Выкручиваться она умела; всю жизнь, сколько себя помнила, этим занималась. И поднаторела в непростом искусстве – будь здоров. Если бы в том курсе молодого бойца, который довелось ей пройти в очень нежном возрасте, существовали выпускные экзамены, то сдала бы их девочка Либа-Люба на круглые пятерки.
Так что – выкручивались. До прошлого года, до выхода Фимы на пенсию, грех было жаловаться: и на еду хватало, и на квартплату. Даже на электричестве слишком экономить не приходилось. Телевизор «Весна», пусть и черно-белый, в доме имелся, стиральная машина «Ока», купленная задолго до рождения внука, все еще соглашалась другой раз поработать – на одну закладку ее сил пока хватало.
Соседи, во всяком случае, были уверены, что «живут Голубы – дай Б-г всякому».
А они жили – порой и тужили, но виду не подавали. Поскольку самой бабе Любе пенсии по возрасту еще не полагалось, рассчитывать приходилось на одну Фимину.
Соня по возможности подкидывала на сыночка, но новый муж ее оказался человеком хоть и щепетильно-порядочным (и на том спасибо, Любовь Моисеевна и надеяться боялась, что сколько-нибудь стоящий мужчина «возьмет эту балду с ребенком»), зато прижимистым до невозможности. Не только рублю – копеечке счет знал. Из всех пословиц и поговорок чаще всего повторял две: «деньги счет любят» и «копейка рубль бережет». Клюнул в свое время на неземную Сонину красоту, но к красоте, даже неземной, привыкаешь, а чужой ребенок никуда не девается – торчит занозой в глазу, раздражает.
На просьбу жены выделить внеочередную десятку на ботинки или портфель для пасынка, Феликс высоко задирал роскошные свои соболиные брови: разве не было будущему зятю обещано перед свадьбой, что молодые мальчика чувствовать не будут, что все хлопоты и расходы, связанные с ребенком, дед с бабкой возьмут на себя? Почему бы уважаемой и нестарой еще теще не вернуться на работу, вместо того чтобы выпрашивать деньги у дочери, точнее, у зятя?

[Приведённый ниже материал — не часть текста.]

Issue #521, opened 2026-06-14
T63L47 jam aerosol NaN: modal mass/number inconsistency from spectral ringing of CEDS emissions


duncanwp:
## Summary

The T63L47 `echam-jam` + prescribed CEDS anthropogenic emissions stack NaNs the
aerosol tracers (and, downstream via the aerosol–radiation coupling, the whole
state) after ~1.5–2 simulated days. The same configuration is **finite at T42**.
Root cause is **modal mass/number inconsistency produced by spectral ringing of
the sharp emission sources**, which drives the diagnosed modal particle size far
outside its `dgnumlo`/`dgnumhi` bounds and NaNs the MAM4 size/condensation code.

This is a transport/microphysics-robustness problem, *not* a bug in the
emissions pipeline (#498), which is merged and correct.

## Evidence

5-day GPU run, T63L47, `physics=echam-jam`, `grid=echam_t63_l47_hybrid`, real
2014 CEDS+BB emissions (job 4569973). Day-0/day-1 snapshots are finite; day-2 is
all-NaN. Inspecting the last finite snapshot (day 1):

- Aerosol mass grows ~2×/day — smooth source accumulation, **not** an
  exponential transport blow-up.
- The dynamics tracer state carries ~10–12 % **negative** points (Gibbs ringing
  of the sharp industrial/shipping sources).
- Accumulation-mode **mass-per-particle** (Σ mode mass / mode number) spans
  **−9.4e-16 … +4.7e-13 kg**, vs. a healthy MAM4 accumulation range of
  ~1e-19…1e-17 kg. The *median* column is healthy (1.5e-18 kg); it is the ~1 %
  of ringing-corrupted columns that blow up:
  - 2770 / 866304 columns: number > 0 but mass ≤ 0 → diagnosed size → 0
  - 6352 / 866304 columns: mass > 0 but number ≤ 0 → diagnosed size → ∞

The resolution dependence (finite T42 → NaN T63) is consistent with ringing
amplitude growing with spectral truncation.

## Why the obvious guards don't fix it

- A per-tracer **positivity clamp** (now in place at the dynamics→physics
  boundary, mass-conserving — see PR linked below) removes negatives but clips
  each mode's mass and number *independently*, so it cannot restore their
  **ratio** (∝ particle size). It is a guard, not a cure.
- A **correction-tendency feedback** (clip in grid space, feed `(clipped −
  original)/dt` back as a spectral tendency) was tried and **reverted**: the
[...]

PR #522, opened 2026-06-14
fix(aerosol): smoke-test fixes for prescribed-emissions runs (#498)

duncanwp:
Four independent fixes surfaced while running the T63L47 `echam-jam` +
prescribed CEDS emissions stack on GPU (NCAR Casper A100). All four are
needed to get the science config to *run*; the residual aerosol instability
they expose is tracked separately in #521.

## Fixes

- **Calendar-aware emissions time axis** (`forcing.py`). CEDS/biomass files
  carry a cftime (365_day/noleap) calendar; the old pandas-only path raised on
  the non-standard calendar. Object-dtype (cftime) time coords now go through
  `cftime.date2num`; datetime64 keeps the fast pandas path.

- **`_jam_state` per-mode output** (`model.py` + `utils.py`). The per-mode JAM
  aerosol state (`_jam_state.*`, shaped `(mode, level, lon, lat)`) now
  serializes with a named `mode` coordinate sourced from the aerosol population
  spec, plus matching `(mode, level, …)` shape→dims entries in
  `data_to_xarray`. Previously the unmapped mode axis failed the shape lookup.

- **Forcing dtype cast** (`model.py`). `ForcingData` is built before the
  MAM4-JAX core enables `jax_enable_x64`, so its float32 arrays clashed with the
  float64 scan carry ("carry input/output types differ"). The selected forcing
  is now cast to the gridpoint-state float precision each step.

- **Mass-conserving positivity guard** (`model.py`). Spectral transport of the
  sharp, near-zero CEDS sources leaves Gibbs-ringing negatives; a negative mass
  or number is unphysical for *any* term (MAM4 size/condensation, ARG
  activation, radiation aerosol optics), so they are floored at the
  dynamics→physics boundary (clip + per-column rescale to conserve column mass).
  Documented as a guard, **not** a cure — it cannot restore modal mass/number
  consistency, which is the deeper T63+ instability tracked in #521.

## Testing

- `JAX_PLATFORMS=cpu pytest jcm/forcing_test.py` — 45 passed
- `JAX_PLATFORMS=cpu pytest jcm/model_test.py jcm/utils_test.py -m "not slow"` —
  65 passed, 1 skipped
- `ruff check` clean on all three files
- End-to-end: full T63L47 echam-jam + emissions stack runs 5 sim-days on GPU;
  dynamics stable, `_jam_state` and aerosol tracers serialize with the `mode`
  coordinate. (Aerosol tracers themselves still NaN at T63 — see #521.)

## Related

- Tracks residual instability: #521
- Upstream x64 `lax.cond` dtype fix: climate-analytics-lab/jax-rrtmgp#12

### DIFF
--- a/jcm/model.py
+++ b/jcm/model.py
@@ -26,6 +26,7 @@ import pandas as pd
 from functools import partial
 import logging
 
+from jcm.constants import physical_constants
 from jcm.date import DateData, parse_duration_days
 from jcm.forcing import ForcingData, default_forcing
 from jcm.physics_interface import (
@@ -39,6 +40,32 @@ from jcm.dycore.dinosaur.dycore import DinosaurDycore
 
 
 logger = logging.getLogger(__name__)
+
+
+def _mass_conserving_positivity(q, m):
+    """Clip ``q`` to non-negative while conserving its column-integrated mass.
+
+    Spectral transport of a sharp source (e.g. CEDS industrial/shipping
+    emissions) leaves Gibbs-ringing negatives in the tracer field; fed to the
+    physics (MAM4 size/condensation, ARG activation, …) a negative aerosol
+    mass/number produces NaNs. A naïve floor at zero would *add* mass, so instead
+    clip the negatives and rescale the surviving positive part of each column so
+    the column mass is unchanged ("hole-filling"):
+
+        q' = max(0, q) · max(M, 0) / M_clip,
+        M = Σ_k m_k q_k,   M_clip = Σ_k m_k max(0, q_k),
+
+    with ``m_k`` the per-layer air mass (∝ Δp). Non-negative by construction and
+    column-mass-conserving when ``M > 0``; a column whose mass is spuriously
+    net-negative is zeroed (the only, unavoidable, non-conservation). ``q`` and
+    ``m`` are ``(nlev, *spatial)``; the reduction is over the leading level axis.
+    """
+    q_clip = jnp.maximum(0.0, q)
+    col_mass = jnp.sum(m * q, axis=0)
+    col_mass_clip = jnp.sum(m * q_clip, axis=0)
+    scale = jnp.where(col_mass_clip > 0.0,
+                      jnp.maximum(col_mass, 0.0) / col_mass_clip, 0.0)
+    return q_clip * scale[jnp.newaxis, ...]
 
 
 class ModelPredictions:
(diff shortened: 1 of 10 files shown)


duncanwp:
@codex review again please

jcm/model.py
```diff
@@ -435,6 +524,36 @@ def step(state, physics_state):
...
             forcing_now = forcing.select(date, calendar=self.calendar)
             physics_state_grid = self.dycore.to_physics_state(state)
+            # Keep forcing in the model's working float precision. ``ForcingData``
+            # is often built before the MAM4-JAX core enables ``jax_enable_x64``
+            # (so its arrays are float32), whereas the x64 model state is float64.
+            # The diagnostics that read forcing (radiation solar geometry, surface
+            # fields) would then come out float32 against a float64 scan carry —
+            # a "carry input/output types differ" error. Cast float leaves of the
+            # selected forcing to the gridpoint-state dtype to stay consistent.
+            _fdtype = physics_state_grid.temperature.dtype
```
duncanwp: I don't like this happening inside the step. This should happen at the top when forcing is first setup in the model (before time slixing)

jcm/model.py
```diff
@@ -421,6 +475,41 @@ def _prepare_initial_dycore_state(self, physics_state: PhysicsState = None,
...
+        """Apply the mass-conserving positivity filter to all gridpoint tracers.
+
+        No-op when there are no tracers (e.g. dry dynamical-core configs). The
+        per-layer air-mass weight ``Δp`` is reconstructed from the vertical
+        coordinate (hybrid ``a``/``b`` or pure sigma) and the column surface
+        pressure, exactly as :class:`MoistAirColumnState` does, so the rescale
+        conserves the same column mass the model integrates.
+        """
+        tracers = physics_state_grid.tracers
+        if not tracers:
```
duncanwp: I count twenty lines of code here just to get dp. This is stored somewhere in the model, or should be easily derived from it. This should be dycore agnostic too - so why are we importing dinosaur? Whatever the coords are should provide their own half levels. But like I say  I think we should already have dp somewhere anyway

jcm/model.py
```diff
@@ -41,6 +42,32 @@
...
+    """
+    q_clip = jnp.maximum(0.0, q)
+    col_mass = jnp.sum(m * q, axis=0)
+    col_mass_clip = jnp.sum(m * q_clip, axis=0)
+    scale = jnp.where(col_mass_clip > 0.0,
+                      jnp.maximum(col_mass, 0.0) / col_mass_clip, 0.0)
+    return q_clip * scale[jnp.newaxis, ...]
+
+
 class ModelPredictions:
```
duncanwp: This is getting pretty big now - let's move it into its own module

jcm/model.py
```diff
@@ -41,6 +42,32 @@
 logger = logging.getLogger(__name__)
 
 
+def _mass_conserving_positivity(q, m):
```
duncanwp: There are a number of filters in the model now - should these have their own module?

jcm/model.py
```diff
@@ -435,6 +524,36 @@ def step(state, physics_state):
...
+            #
+            # This is a guard, not a cure for the deeper instability: it cannot
+            # restore *modal mass/number consistency*. Independent ringing of a
+            # mode's mass and number fields drives their ratio (∝ particle size)
+            # orders of magnitude out of the dgnumlo/dgnumhi bounds, which NaNs
+            # the microphysics at T63+ even with non-negative inputs. The root-
+            # cause fix is dynamical (tracer hyperdiffusion / a sign- and ratio-
+            # preserving tracer transport) and/or a calcsize robustness clamp in
+            # mam4-jax — tracked separately; see issue.
+            physics_state_grid = self._filter_tracer_positivity(physics_state_grid)
```
duncanwp: GIven different dycores won't have this problem I think this filter should be treated like the others and specified at Model construction so users can implement them or not

PR #536, opened 2026-06-27
fix(clouds): suppress spurious stratospheric Sundqvist cloud (ECHAM jks cutoff)

duncanwp:
## Summary

The Sundqvist diagnostic cloud-fraction closure was evaluated at every level, filling the cold model stratosphere with **spurious cloud**. At ~180 K the ice saturation specific humidity collapses to ~1.5×10⁻³ g/kg, so the grid-mean `q/qsat` reaches **~80× (8000 % "RH")** and cloud fraction saturates near **0.88 between ~17 and 110 hPa**.

Found while building the annual-mean cloud-cover map for the T63L47 ECHAM-RRTMGP-2M climatology: naïve total cloud cover came out at **96 %** (vs a physical ~65 %), traced to this stratospheric layer.

## ECHAM reference

`mo_cover.f90` zeros cloud cover for every level above `jks`:
```fortran
DO jk = 1,jks-1
   paclc(jl,jk) = 0.0_wp     ! no cloud in the stratosphere
DO jk = jks,klev             ! cloud only from jks down to the surface
```

## Fix

Mirror ECHAM's `jks` with a portable pressure threshold: new `CloudParameters.cloud_top_pressure_pa` (default **100 hPa**) forces cloud fraction to zero wherever the full-level pressure is below it. Set to `0` to disable.

The deeper cause is the model's cold + moist stratosphere bias (ECHAM's stratosphere is warmer via ozone SW heating, so `qsat` doesn't collapse) — the cutoff is ECHAM's own guard and a clean diagnostic fix.

## Scope / what this does NOT fix

This is the cloud-**cover** fix. It does **not** change the separately-found **zero cloud radiative effect** (all-sky == clear-sky, albedo 0.115): the stratospheric cloud carries no condensate so it is radiatively inert. The CRE bug is a different root cause (`init=jw` wipes the cloud-water tracers before the run) and is tracked separately.

## Validation
- New `test_stratospheric_cloud_cutoff` (cloud forms in troposphere, zero above the cutoff; disabling restores it).
- 25 Sundqvist tests pass; ruff clean.
- ECHAM T21L16 fingerprint **unchanged** (the cutoff doesn't bite in the 1-day reference — the cold-bias supersaturation builds over many days).

### DIFF
--- a/jcm/physics/clouds/sundqvist.py
+++ b/jcm/physics/clouds/sundqvist.py
@@ -51,13 +51,25 @@ class CloudParameters:
     t_mix_min: float     # Lower bound of mixed phase (K)
     t_mix_max: float     # Upper bound of mixed phase (K)
 
+    # Cloud-top pressure cutoff (ECHAM ``jks`` analogue). ECHAM
+    # ``mo_cover.f90`` zeros cloud cover for all levels above ``jks``
+    # (``DO jk=1,jks-1: paclc=0``) so no cloud forms in the stratosphere.
+    # We express that level cutoff as a pressure threshold (portable across
+    # hybrid grids): cloud fraction is forced to zero wherever the full-level
+    # pressure is below ``cloud_top_pressure_pa``. Without it the RH-based
+    # Sundqvist closure fills the cold (here ~180 K, qsat→0) stratosphere with
+    # spurious cloud — the q/qsat ratio reaches ~80× — saturating cf there.
+    # Set to 0 to disable the cutoff.
+    cloud_top_pressure_pa: float
+
     @classmethod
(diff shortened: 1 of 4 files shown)


duncanwp:
Addressed the Codex P2: `shallow_cloud_scheme` now gates the condensation/evaporation tendencies (and the within-step condensate update) to zero above `cloud_top_pressure_pa`, so the standalone scheme no longer creates hidden stratospheric cloud above the masked levels. Added `test_standalone_scheme_gates_condensation_above_cutoff`. The composable `SundqvistCloudFraction` term was already unaffected (it emits zero qc/qi tendency; condensation is the microphysics' job).

PR #539, opened 2026-06-29
fix(clouds): 2M stratiform cloud via grid-mean Sundqvist condensation + sequential convection→cloud coupling

duncanwp:
## Summary

Gives the 2-moment (Lohmann) cloud scheme **radiatively-active stratiform cloud**, which it previously lacked, by adding the grid-mean implicit-Newton Sundqvist condensation/evaporation the 1M column-sweep already uses, fed by a **sequential convection→cloud coupling** so the cloud step condenses against the post-convective (moistened/cooled) column.

This is the remaining un-PR'd half of the moist-stability/CRE work; the init fixes landed on #536 and the RRTMGP in-cloud cap on #538. Validated together in stable 10-day moist T63L47 runs (rh=0.5) across all four configs (grey/rrtmgp × 1m/2m).

## Commits

1. **`feat(clouds): sequential convection→cloud coupling via thermo_run`** — a running thermodynamic state threaded through the per-step diagnostics: `moist_air_state` seeds `thermo_run = {temperature, specific_humidity}`, the Tiedtke term advances it by its own tendency, and the 2M scheme reads it (falling back to the step-start state when unseeded, preserving additive-splitting behaviour). Makes the convection→cloud handoff sequential (operator splitting), as in ECHAM. (Formerly the `wip` commit; the coupling is functional and validated — label dropped.)
2. **`fix(clouds): 2M grid-mean Sundqvist condensation + disable harmful clear-cell evap`** — condenses vapour→qc/qi where the post-convection grid box is supersaturated and evaporates qc/qi where sub-saturated, via the warming-feedback-damped Newton step. Without it the 2M formed almost no stratiform cloud (LWP ~50× smaller than 1M) and detrained condensate accumulated unbounded or was destroyed by the clear-cell-evaporation bolt-on (Part A, now disabled by default behind `JCM_CLEAR_SKY_EVAP`).
3. **`fix(clouds): ECHAM cdnc_min floor on 2M warm-microphysics droplet number`** — robustness floor on the droplet number.

## Validation

- `lohmann_2m_test.py` + `sundqvist_test.py`: 71 passed. `tiedtke_nordeng/`: 116 passed.
- 10-day moist T63L47 spin-ups stable across all four configs: grey+2M decorrelation 99%→20%, CRE_SW ≈ +12.5 (was +0/exploding); rrtmgp+2M stable with active CRE.

## Note for review

The disabled Part A clear-cell-evaporation code remains in `lohmann_2m.py` gated behind `JCM_CLEAR_SKY_EVAP` (off) as a documented A/B investigation knob — happy to strip it entirely if you'd prefer it gone rather than gated.

### DIFF
--- a/jcm/physics/clouds/lohmann_2m.py
+++ b/jcm/physics/clouds/lohmann_2m.py
@@ -58,9 +58,10 @@ from .lohmann_2m_params import (
     fact_coll_eff, fact_tke
 )
 
-from .cloud_utils import (eff_ice_crystal_radius, minimum_CDNC,
-                          consistency_number_to_mass, gridbox_frac_falling_hydrometeor, threshold_vert_vel, 
-                          breadth_factor
+from .cloud_utils import (
+    eff_ice_crystal_radius, minimum_CDNC,
+    consistency_number_to_mass, gridbox_frac_falling_hydrometeor,
+    threshold_vert_vel, breadth_factor
 )
 
 # @tree_math.struct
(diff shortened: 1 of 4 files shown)


duncanwp:
Rebased on `dev` (now includes #536 + #538) and addressed both review comments. Restructured into two clean commits so the review changes are folded in (no introduce-then-remove churn):

- `feat(clouds): sequential convection→cloud coupling via thermo_run`
- `feat(clouds): 2M grid-mean Sundqvist stratiform condensation + shared cdnc minimum`

**1. cdnc minimum → calibratable & consistent.** Agreed it shouldn't be a separate constant/parameter. The warm-rain droplet floor now reuses the scheme's existing `minimum_CDNC` — the *same* minimum the in-cloud path already uses (`lohmann_2m.py:2676`) — instead of the `_CDNC_MIN_PER_M3` module constant. So there's now a single calibratable cdnc minimum (`cdnc_min_fixed` / `ldyn_cdnc_min` / `cdnc_min_upper`/`_lower`) used everywhere. I set the `cdnc_min_fixed` default to **40 cm⁻³** (ECHAM's warm-microphysics value, and what the stable 10-day runs used) so the consolidation preserves the cloud-water reservoir the floor protects. Note this also raises the in-cloud minimum from 10→40 cm⁻³, since they're now one quantity.

**2. clear-sky-evaporation switch → removed.** You're right that we always want sub-saturated evaporation — and we always *do*: the grid-mean Sundqvist condensation/evaporation step in the 2M `__call__` evaporates qc/qi wherever the grid box is sub-saturated, every step. The `JCM_CLEAR_SKY_EVAP`-gated code was a *separate, earlier* in-scheme clear-cell evaporation that double-counted with that step and destroyed ~99% of the cloud water in an A/B test, which is why it was gated off. Rather than ship a flag, I removed that redundant path entirely (computation + application + the env switch + the now-unused `import os`).

Validation: `lohmann_2m` + `sundqvist` unit tests pass (73), ruff clean, lint green; build running. The 4-config 10-day moist spin-ups that exercised this remain stable.

PR #557, opened 2026-07-04
feat(forcing): file hooks for JAM natural emissions + prescribed oxidants

duncanwp:
Wires the three missing loader hooks so Hydra-launched `echam-jam` runs stop being silently zero-emission: `forcing.dms_file` (HAMMOZ seawater DMS, nanomol/l → kg/m³), `forcing.dust_file` (pot_source erodibility, clipped [0,1]), `forcing.oxidants_file` (MACC OH/O₃/H₂O₂/NO₃ VMRs on the model's hybrid levels, coefficient-checked; `PrescribedOxidants` prefers them over the analytic interim). Ozone-loader conventions throughout: null no-op, grid validation + lat flip, WRAP_YEAR monthly TimeSeries, loud errors on mismatch; the HAMMOZ `_FillValue=0`→NaN land cells are mapped to 0. GPU smoke on T63L47 with the real HAMMOZ + regridded CEDS files: DMS ≈29 Tg/yr (climatological ballpark), dust active at ~21 Tg/yr with default knobs. 18 new tests; jam+forcing+runners suites 296 green.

О возвращении на работу Любовь Моисеевна и помыслить не могла: как бы не стал Шимке без ее пригляда режим дня нарушать, болтаться после школы по округе в компании шпанистых соседских мальчишек – о, это опасное влияние улицы! А хлебать разогретый вчерашний суп или того хуже – сухомятить? Фэ! Ни в коем случае! Ребенок должен быть присмотрен, оторван от улицы и накормлен свежей пищей – чего бы это ни стоило. Не в деньгах счастье, а в Шимкином здоровье.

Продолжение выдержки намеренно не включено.